Movement on the Big Data Front
The enthusiasm for Big Data applications has us putting persistent data solutions under a microscope these days. It must be noted that although Big Data applications involve operations with large data sets, their function can vary from online transaction processing to analytics to semantics-driven information retrieval. And an application might be using a distributed key-value store, a row- or column-order store, a set store, a triples store or some other technology.My previous blog posting about David Child's extended set theoretical model caught the attention of Dr. Hasan Sayani, the Graduate School Program Director of Software Engineering for UMUC. Dr. Sayani has long been acquainted with the extended set theoretical model and read Childs' most recent paper about set-store architectures. I sense frustration when Dr. Sayani wrote:
I have been following Dave since the 60's when I was at Michigan and though I see the value in what he has accomplished I have failed to ignite any attention among those who might benefit from it!
White PapersMore >>
Perhaps Dr. Sayani will be cheered by the recent developments on the product front and in the blogoshphere. In a few years, we might able to point to Big Data providing the spark for adoption of extended set theory (XST). Certainly the blogosphere has shown interest in XST, including Jerome Pineau's "Big Honking Databases" blog and Ron Jeffries' XProgramming blog.
Pineau has written about business intelligence and his success with extended set theory as implemented by the XSPRADA engine. In October 2009, XSPRADA Corporation became Algebraix Data Corporation, with an analytic database product named A2DB based on new patented technology:
Algebraix Data Corporation today announced that it is has been granted U.S. Patent No. 7,613,734, for its systems and methods for providing data sets using a store of algebraic relations.
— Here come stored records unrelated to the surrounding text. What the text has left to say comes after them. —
PR #245, opened 2015-09-02
Make build/cmake.sh a plain sh(1) script for better portability.

uqs:
While here, remove 8bit chars to make it UTF-8, remove some unneeded
subshells and allow all possible spellings of 'yes'.

### DIFF
--- a/build/cmake.sh
+++ b/build/cmake.sh
@@ -1,12 +1,12 @@
-#!/bin/bash
+#!/bin/sh
 
-# Editable Variables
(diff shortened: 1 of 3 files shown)


Flow86:
its not possible to merge it currently, can you fix the merge please?

uqs:
Merged with the svn keyword removal. Also added start.sh and build/start.sh

Though for me a simple make that build/start.sh does is not sufficient, as the video drivers are only linked during make install. Will investigate this some more ...

Please take another look.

Algebraix is one of the more recent entries in the analytic database race that's fueled in part by the interest of venture capitalists, by established companies offering new products, such as Oracle Exadata, and by advocates of open source software, such as HBase, Hadoop and HadoopDB.
The BI community represents only one slice of the Big Data user pie. The piece that represents the Linked Data / Web 3.0 / Semantic Web community isn't as large, but that community is growing. In March 2010, Oxford University and the University of Southampton announced a new Institute for Web Science will lead the way in Web 3.0 development with £30 million in funding from the UK government:
Web 3.0 will take the web to a whole new level by publishing data in a linkable format so that users and developers can see and exploit the relationships between different sets of information.
Cassandra, Hadoop Map/Reduce, Greenplum and other engines come up frequently in discussions about Big Data. But if Sir Tim Berners-Lee has his way, we'll be having more discussions about solutions for Really Big Data.
The W3C Resource Description Framework (RDF) defines a triples data model that's gained acceptance for Semantic Web applications, Linked Data and building out Web 3.0. There are a variety of data stores capable of handling billions of RDF triples, including OpenLink Virtuoso, Ontotext BigOWLIM, AllegroGraph, YARS2, and Garlik 4store.
Raytheon BBN Technologies has approached the triples store problem from the perspective of using a cloud-based technology known as SHARD (Scalable, High_Performance, Robust and Distributed). SHARD is a distributed data store for RDF triples that supports SPARQL queries. It's based on Cloudera Hadoop Map/Reduce and it's been deployed in the cloud on Amazon EC2. SHARD uses an iterative process with a MapReduce operation executed for each single clause of a SPARQL query. According to Kurt Rohloff, a researcher at Raytheon BBN, SHARD "performs better than current industry-standard triple-stores for datasets on the order of a billion triples."